Either way, it’s better than being the second game to try to latch onto controversy by allowing you to play as a terrorist.

The best social games on any platform…

Social Gaming is one of the trends of the moment, and the best examples of the genre are Farmville, which has reached 80 million users via Facebook, and Call of Duty: Modern Warfare 2 on Xbox, which has topped $1 billion in sales since November 2009.

Despite the fact they are both very different games on different platforms, they both share many similar attributes which have seen two radically different audiences become engrossed, enthralled, and in some cases obsessed and possibly addicted.

1. Shareability: Using Facebook as a platform means Farmville is easily able to spread across 300 million users. Although Call of Duty is in a walled garden by only working with people on the same system (whether Xbox, Playstation or PC), all three options now allow for friends lists and invites into games, allowing me to be invited into a social group as soon as I turn on the games console. When Call of Duty launched I could see 20+ of my friends were playing, meaning the pull to join them was incredibly strong.

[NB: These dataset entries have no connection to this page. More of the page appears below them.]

PR #973, opened 2024-12-20
Musitdev/signapi take2

musitdev:
# Summary

From the discussion we add, the implementation I've started this is a new proposition that integrate the signing part and the key management part.
# Changelog

# Testing

# Outstanding issues

### DIFF
--- a/util/signing/signer/src/lib.rs
+++ b/util/signing/signer/src/lib.rs
@@ -1,31 +1,12 @@
 pub mod cryptography;
 
-/// A collection of bytes.
-#[derive(Debug, Clone)]
-pub struct Bytes(pub Vec<u8>);
-
-/// A signature.
-#[derive(Debug, Clone)]
-pub struct Signature(pub Bytes);
-
-/// A public key.
-#[derive(Debug, Clone)]
-pub struct PublicKey(pub Bytes);
-
-/// Version of a key.
-/// Default mean the current key.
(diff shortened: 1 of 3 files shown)


util/signing/signer/src/lib.rs
```diff
@@ -89,36 +66,60 @@ pub trait VerifierOperations<C: cryptography::Curve> {
...
 
-/// Verifier wraps an implementation of [VerifierOperations] and provides a simple API for verifying signatures.
-impl<O, C> Verifier<O, C>
-where
-	O: VerifierOperations<C>,
-	C: cryptography::Curve,
-{
-	pub fn new(operations: O) -> Self {
-		Self { operations, _curve_marker: std::marker::PhantomData }
+impl KeyManager {
```
l-monninger, line 89: `KeyManager` with a single `KeyId` type will likely not be particularly useful as each cloud already kind of has their own format.

musitdev: The idea was to hide the cloud provider/real key and define more an application key name. For example, the relayer key id is "relayer" and in the key manager config, the relayer key is associated to the AWS cloud and a AWS key id. 
One of the requirement was that the application shouldn't know which provider manages the key so that the effective key can be changed without rebuilding the application.
So the role of the Key manager is to define this mapping between application key_id and the real key.
Perhaps I should rename to keyname.

PR #974, opened 2024-12-20
Test signer

mzabaluev:
# Summary
- **Categories**: `util`.

Add a movement-signer-test crate, providing a local `TestSigner`, initially for the Ed25519 curve.

# Changelog

* movement-signer-test: local test support for the signing API defined in movement-signing.

# Testing

To be added


util/signing/interface/src/cryptography/mod.rs
```diff
@@ -29,15 +33,18 @@ macro_rules! fixed_size {
...
 pub trait Curve {
-	type PublicKey: TryFromBytes;
+	type PublicKey;
 	type Signature;
 }
+
+/// Errors that occur when parsing signature or key material from byte sequences.
+#[derive(Debug, thiserror::Error)]
+#[error(transparent)]
+pub struct CryptoMaterialError(Box<dyn Error + Send + Sync>);
```
musitdev, line 50: I think it will be easier to have one error type for the crate. It avoids adding map_err every time when you need to extract the publickey from an u8 array, for example, and it eases the error management for external crate.
There's a reason you didn't add a new variant to the SignerError. Perhaps we need to rename it in a more generic name?

mzabaluev: I don't like using the "fat" main error type for the much slimmer use case of `TryFrom` conversions.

2. Grindability: Something that’s been noted in social gaming is the ability to ‘level up’ and progress simply by investing plenty of time (or by paying to skip the time requirement). Both Farmville and Call of Duty reward you simply for spending time with them, even if you don’t do particularly well. Even if you constantly kill your crops, Farmville gives you ways to keep going, and Call of Duty gives you bonuses for finishing a multiplayer match or benefitting from the skill of your teammates.

Call of Duty: Modern Warfare 2

Image by Flyinace2000 on Flickr, used under CC Licence.

3. Accessibility: Both games allow you to jump in and start playing quickly without barriers. Although you can earn better rewards in both games, in Farmville they are really just enhancing the same game mechanic you already have – and in Call of Duty the weapons you unlock aren’t that much better than the ones you start with. Instead of leaving the all powerful weapons for players who have spent months with the game, this means that as a beginner, you can still do OK in a game to give you a reason to carry on.

Farmville

Farmville image by RustyBoxcars on Flickr, used under CC Licence.

4. Social standing: Whether in Farmville or Call of Duty, you’re rewarded with marks of your progress which give you an element of social standing with your friends – in Farmville it’s buildings, pets and better crops. In Call of Duty, once you’ve finally got through 70 multiplayer ranks, you’re then given the option to reset every reward, but now you get a badge to show you’re ‘prestiged’. And you can do it again, and again, up to 10 times apparently.

I’ve dabbled with Farmville, but the small social group whose respect is probably more relevant to me are on Call of Duty, which is why I’ve spent a seemingly ridiculous amount of time on the game in the last few months.

5. Ways to rank: With Farmville you can rank for experience, levels, and by helping your friends and neighbours – if I help a friend they get a message telling them how lovely I am. By the same token, Call of Duty not only gives you an overall level, but scores you on score, wins, kills and accuracy, meaning that there’s always someone you know that’s just ahead in one of the leaderboards, and you’ll always have one score that’s respectable.

A world of gamers:

I’ve written before about why the time is now right for pervasive social gaming. It’s now backed up by Windows Mobile 7 including Xbox Live. Gamers are not a niche group of teenagers – they’re the 55% of female Farmville players who are 43 years old on average, or the middle-aged guys who have gone from an early 90s console to the latest Xbox or Playstation after work or their kids are in bed.

This doesn’t mean that the current media (TV, radio, print etc), can’t still command huge audiences, but they’re converging more and more (Pop Idol etc using text voting, user-controlled radio (disclosure, I work on dabbl), the use of QR codes and augmented reality to brief new technological life into print, etc. Games have pervaded everything as much as story-telling, even if the critical debate about them is still in the early stages of evolution.